■ WHAT YOU WILL DO ■
Search the data for "BurnRequestVehicleNFT" and copy every matching line.

(Saved data entries)
....................

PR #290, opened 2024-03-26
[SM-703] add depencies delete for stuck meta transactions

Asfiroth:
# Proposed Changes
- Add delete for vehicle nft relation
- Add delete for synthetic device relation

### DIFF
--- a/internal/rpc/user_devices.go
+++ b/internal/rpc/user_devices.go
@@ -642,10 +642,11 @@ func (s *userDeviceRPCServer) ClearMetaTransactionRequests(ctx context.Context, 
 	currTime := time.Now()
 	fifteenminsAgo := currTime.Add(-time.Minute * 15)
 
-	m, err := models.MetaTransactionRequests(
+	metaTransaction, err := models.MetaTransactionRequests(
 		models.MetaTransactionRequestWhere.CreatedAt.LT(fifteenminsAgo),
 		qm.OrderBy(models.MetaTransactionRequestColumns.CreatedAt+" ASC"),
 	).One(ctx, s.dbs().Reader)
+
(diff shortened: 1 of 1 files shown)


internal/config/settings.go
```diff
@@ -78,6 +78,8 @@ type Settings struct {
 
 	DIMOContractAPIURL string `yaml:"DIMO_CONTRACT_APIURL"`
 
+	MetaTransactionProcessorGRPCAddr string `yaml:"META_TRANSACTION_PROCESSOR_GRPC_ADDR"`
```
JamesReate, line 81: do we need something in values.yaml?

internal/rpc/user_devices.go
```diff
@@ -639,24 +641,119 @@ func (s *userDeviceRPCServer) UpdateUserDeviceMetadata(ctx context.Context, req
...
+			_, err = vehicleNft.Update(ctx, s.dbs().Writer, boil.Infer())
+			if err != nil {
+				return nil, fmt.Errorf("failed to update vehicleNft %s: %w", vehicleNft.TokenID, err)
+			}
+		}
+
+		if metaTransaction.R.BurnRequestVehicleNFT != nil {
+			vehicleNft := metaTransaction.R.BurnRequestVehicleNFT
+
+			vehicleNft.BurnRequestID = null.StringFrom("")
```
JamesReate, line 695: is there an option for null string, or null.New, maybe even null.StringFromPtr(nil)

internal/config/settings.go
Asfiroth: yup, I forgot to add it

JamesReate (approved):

....................

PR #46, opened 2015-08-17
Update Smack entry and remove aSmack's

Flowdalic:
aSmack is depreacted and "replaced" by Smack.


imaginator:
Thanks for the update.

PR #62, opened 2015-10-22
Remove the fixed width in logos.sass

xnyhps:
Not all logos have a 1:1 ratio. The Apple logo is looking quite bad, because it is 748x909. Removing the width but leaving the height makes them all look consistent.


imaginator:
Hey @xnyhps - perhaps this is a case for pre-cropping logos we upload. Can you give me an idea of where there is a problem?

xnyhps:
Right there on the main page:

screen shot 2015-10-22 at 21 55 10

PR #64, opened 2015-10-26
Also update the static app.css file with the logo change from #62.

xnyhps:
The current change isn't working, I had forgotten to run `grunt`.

....................

■ RESULT OF THE TASK ■
+		if metaTransaction.R.BurnRequestVehicleNFT != nil {
+			vehicleNft := metaTransaction.R.BurnRequestVehicleNFT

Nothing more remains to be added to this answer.